◆ WHAT YOU HAVE TO DO
Print the data below exactly, but only the lines from the one containing "### Fixed bugs" down to the one containing "--- a/cli/src/commands/new.rs", inclusive.

Records from a dataset
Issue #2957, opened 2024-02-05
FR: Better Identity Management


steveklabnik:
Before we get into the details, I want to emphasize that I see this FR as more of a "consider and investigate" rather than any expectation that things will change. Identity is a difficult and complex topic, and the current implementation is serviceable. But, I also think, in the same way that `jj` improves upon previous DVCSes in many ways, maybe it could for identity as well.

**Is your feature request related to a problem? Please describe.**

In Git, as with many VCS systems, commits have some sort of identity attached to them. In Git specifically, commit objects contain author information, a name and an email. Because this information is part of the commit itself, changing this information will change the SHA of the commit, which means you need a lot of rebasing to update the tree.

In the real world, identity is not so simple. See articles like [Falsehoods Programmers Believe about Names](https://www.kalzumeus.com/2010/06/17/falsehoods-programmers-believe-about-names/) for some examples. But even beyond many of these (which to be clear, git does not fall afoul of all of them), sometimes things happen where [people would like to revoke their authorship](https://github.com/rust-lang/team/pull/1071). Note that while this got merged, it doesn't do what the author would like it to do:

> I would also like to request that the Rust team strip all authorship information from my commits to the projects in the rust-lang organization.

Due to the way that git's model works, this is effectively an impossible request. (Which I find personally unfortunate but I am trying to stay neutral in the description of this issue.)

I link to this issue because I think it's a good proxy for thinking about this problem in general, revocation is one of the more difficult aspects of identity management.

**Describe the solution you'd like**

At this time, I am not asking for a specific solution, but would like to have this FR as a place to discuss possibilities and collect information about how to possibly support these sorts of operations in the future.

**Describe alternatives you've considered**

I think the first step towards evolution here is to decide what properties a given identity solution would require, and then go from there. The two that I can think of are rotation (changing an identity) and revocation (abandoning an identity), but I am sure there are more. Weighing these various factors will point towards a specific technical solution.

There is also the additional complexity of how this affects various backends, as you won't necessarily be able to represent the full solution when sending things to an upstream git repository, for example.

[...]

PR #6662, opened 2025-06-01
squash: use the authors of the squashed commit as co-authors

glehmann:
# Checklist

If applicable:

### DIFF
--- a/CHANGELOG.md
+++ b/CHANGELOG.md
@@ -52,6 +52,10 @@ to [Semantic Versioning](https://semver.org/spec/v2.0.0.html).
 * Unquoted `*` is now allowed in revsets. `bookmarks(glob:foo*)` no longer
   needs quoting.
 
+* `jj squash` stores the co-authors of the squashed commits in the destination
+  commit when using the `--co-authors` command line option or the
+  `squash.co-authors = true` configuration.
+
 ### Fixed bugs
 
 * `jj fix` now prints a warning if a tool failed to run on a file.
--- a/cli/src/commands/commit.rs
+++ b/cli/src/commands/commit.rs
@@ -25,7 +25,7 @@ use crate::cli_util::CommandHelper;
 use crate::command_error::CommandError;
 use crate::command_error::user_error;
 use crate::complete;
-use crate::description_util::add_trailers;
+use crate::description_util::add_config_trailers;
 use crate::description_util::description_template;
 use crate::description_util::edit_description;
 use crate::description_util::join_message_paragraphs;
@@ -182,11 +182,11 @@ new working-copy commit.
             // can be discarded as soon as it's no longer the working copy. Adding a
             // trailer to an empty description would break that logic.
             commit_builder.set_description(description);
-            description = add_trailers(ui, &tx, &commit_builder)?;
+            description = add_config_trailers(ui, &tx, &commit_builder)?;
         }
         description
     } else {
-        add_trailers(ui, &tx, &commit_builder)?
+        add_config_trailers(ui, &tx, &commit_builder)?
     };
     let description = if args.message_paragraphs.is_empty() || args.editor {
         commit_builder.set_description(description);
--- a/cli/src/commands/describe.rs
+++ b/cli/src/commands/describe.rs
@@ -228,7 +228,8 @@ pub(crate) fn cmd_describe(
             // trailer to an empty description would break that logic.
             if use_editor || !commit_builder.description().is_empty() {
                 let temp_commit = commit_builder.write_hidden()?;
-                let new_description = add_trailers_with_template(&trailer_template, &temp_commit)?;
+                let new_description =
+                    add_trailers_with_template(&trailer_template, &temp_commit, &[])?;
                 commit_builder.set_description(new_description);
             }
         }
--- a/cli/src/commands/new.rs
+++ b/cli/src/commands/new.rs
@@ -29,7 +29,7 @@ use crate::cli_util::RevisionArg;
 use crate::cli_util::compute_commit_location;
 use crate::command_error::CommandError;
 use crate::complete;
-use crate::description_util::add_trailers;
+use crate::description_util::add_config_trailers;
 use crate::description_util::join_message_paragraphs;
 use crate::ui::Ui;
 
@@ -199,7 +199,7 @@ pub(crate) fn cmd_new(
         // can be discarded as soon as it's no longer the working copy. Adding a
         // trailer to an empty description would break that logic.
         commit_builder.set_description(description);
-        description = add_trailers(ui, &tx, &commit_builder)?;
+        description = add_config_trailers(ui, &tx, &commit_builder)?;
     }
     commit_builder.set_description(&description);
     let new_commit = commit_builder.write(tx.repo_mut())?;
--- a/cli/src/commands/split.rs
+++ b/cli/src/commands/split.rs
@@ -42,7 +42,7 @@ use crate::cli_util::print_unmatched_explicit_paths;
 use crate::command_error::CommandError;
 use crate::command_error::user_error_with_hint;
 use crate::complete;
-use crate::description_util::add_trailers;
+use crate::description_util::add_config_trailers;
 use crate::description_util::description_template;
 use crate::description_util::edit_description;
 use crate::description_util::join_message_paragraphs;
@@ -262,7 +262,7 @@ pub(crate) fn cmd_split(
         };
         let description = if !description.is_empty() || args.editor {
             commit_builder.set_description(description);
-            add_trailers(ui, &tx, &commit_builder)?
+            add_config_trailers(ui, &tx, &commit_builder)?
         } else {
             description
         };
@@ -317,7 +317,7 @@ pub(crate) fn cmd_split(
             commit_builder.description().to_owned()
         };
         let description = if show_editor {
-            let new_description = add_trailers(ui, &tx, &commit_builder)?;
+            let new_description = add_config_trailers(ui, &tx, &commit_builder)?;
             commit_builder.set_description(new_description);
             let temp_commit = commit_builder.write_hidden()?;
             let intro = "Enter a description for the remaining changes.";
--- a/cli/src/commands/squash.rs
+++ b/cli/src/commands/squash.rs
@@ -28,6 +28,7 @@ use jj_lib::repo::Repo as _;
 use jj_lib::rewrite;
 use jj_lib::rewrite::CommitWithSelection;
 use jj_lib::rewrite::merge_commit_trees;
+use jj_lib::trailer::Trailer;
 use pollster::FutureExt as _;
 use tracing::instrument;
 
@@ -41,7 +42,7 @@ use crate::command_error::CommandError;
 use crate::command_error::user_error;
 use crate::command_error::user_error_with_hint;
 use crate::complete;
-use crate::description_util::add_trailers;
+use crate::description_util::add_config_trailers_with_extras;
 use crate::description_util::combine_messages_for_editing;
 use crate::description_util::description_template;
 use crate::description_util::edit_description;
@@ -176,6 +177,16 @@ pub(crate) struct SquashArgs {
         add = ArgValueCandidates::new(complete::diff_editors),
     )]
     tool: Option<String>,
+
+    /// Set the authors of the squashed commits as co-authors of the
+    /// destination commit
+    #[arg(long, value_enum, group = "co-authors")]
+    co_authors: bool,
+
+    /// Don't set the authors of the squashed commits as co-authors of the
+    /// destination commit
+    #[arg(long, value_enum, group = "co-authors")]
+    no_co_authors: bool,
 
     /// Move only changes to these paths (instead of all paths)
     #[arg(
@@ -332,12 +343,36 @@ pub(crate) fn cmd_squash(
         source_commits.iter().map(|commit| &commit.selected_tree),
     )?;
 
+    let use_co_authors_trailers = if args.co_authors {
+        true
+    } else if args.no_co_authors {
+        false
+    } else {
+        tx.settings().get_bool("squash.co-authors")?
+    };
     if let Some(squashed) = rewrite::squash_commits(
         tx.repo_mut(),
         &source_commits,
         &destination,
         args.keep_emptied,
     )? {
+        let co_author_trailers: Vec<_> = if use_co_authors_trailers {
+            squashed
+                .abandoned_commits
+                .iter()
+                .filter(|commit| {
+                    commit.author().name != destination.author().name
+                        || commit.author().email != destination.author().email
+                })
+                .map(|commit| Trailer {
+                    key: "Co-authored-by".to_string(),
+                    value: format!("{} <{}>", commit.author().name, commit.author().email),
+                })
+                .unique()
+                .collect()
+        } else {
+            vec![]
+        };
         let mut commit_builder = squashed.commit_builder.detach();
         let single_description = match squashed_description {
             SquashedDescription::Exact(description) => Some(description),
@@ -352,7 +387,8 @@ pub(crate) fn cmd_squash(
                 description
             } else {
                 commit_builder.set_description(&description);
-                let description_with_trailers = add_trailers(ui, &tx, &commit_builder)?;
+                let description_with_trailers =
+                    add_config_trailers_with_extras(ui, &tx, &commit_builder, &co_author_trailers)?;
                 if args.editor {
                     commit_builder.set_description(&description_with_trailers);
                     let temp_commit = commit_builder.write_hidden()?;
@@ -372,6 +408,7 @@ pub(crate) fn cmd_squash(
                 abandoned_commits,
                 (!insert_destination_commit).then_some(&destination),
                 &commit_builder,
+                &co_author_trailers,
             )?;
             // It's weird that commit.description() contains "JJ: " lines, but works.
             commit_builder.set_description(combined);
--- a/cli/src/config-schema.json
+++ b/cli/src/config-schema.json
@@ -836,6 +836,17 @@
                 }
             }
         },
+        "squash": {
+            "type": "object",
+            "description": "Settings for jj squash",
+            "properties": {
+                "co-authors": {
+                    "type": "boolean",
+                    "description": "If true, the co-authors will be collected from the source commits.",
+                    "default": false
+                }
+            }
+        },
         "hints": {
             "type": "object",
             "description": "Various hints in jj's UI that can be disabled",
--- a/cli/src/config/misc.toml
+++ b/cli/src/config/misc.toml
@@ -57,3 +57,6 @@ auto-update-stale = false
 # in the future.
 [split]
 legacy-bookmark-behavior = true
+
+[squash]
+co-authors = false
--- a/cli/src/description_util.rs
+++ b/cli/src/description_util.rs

◆ FINISHED EXERCISE
 ### Fixed bugs
 
 * `jj fix` now prints a warning if a tool failed to run on a file.
--- a/cli/src/commands/commit.rs
+++ b/cli/src/commands/commit.rs
@@ -25,7 +25,7 @@ use crate::cli_util::CommandHelper;
 use crate::command_error::CommandError;
 use crate::command_error::user_error;
 use crate::complete;
-use crate::description_util::add_trailers;
+use crate::description_util::add_config_trailers;
 use crate::description_util::description_template;
 use crate::description_util::edit_description;
 use crate::description_util::join_message_paragraphs;
@@ -182,11 +182,11 @@ new working-copy commit.
             // can be discarded as soon as it's no longer the working copy. Adding a
             // trailer to an empty description would break that logic.
             commit_builder.set_description(description);
-            description = add_trailers(ui, &tx, &commit_builder)?;
+            description = add_config_trailers(ui, &tx, &commit_builder)?;
         }
         description
     } else {
-        add_trailers(ui, &tx, &commit_builder)?
+        add_config_trailers(ui, &tx, &commit_builder)?
     };
     let description = if args.message_paragraphs.is_empty() || args.editor {
         commit_builder.set_description(description);
--- a/cli/src/commands/describe.rs
+++ b/cli/src/commands/describe.rs
@@ -228,7 +228,8 @@ pub(crate) fn cmd_describe(
             // trailer to an empty description would break that logic.
             if use_editor || !commit_builder.description().is_empty() {
                 let temp_commit = commit_builder.write_hidden()?;
-                let new_description = add_trailers_with_template(&trailer_template, &temp_commit)?;
+                let new_description =
+                    add_trailers_with_template(&trailer_template, &temp_commit, &[])?;
                 commit_builder.set_description(new_description);
             }
         }
--- a/cli/src/commands/new.rs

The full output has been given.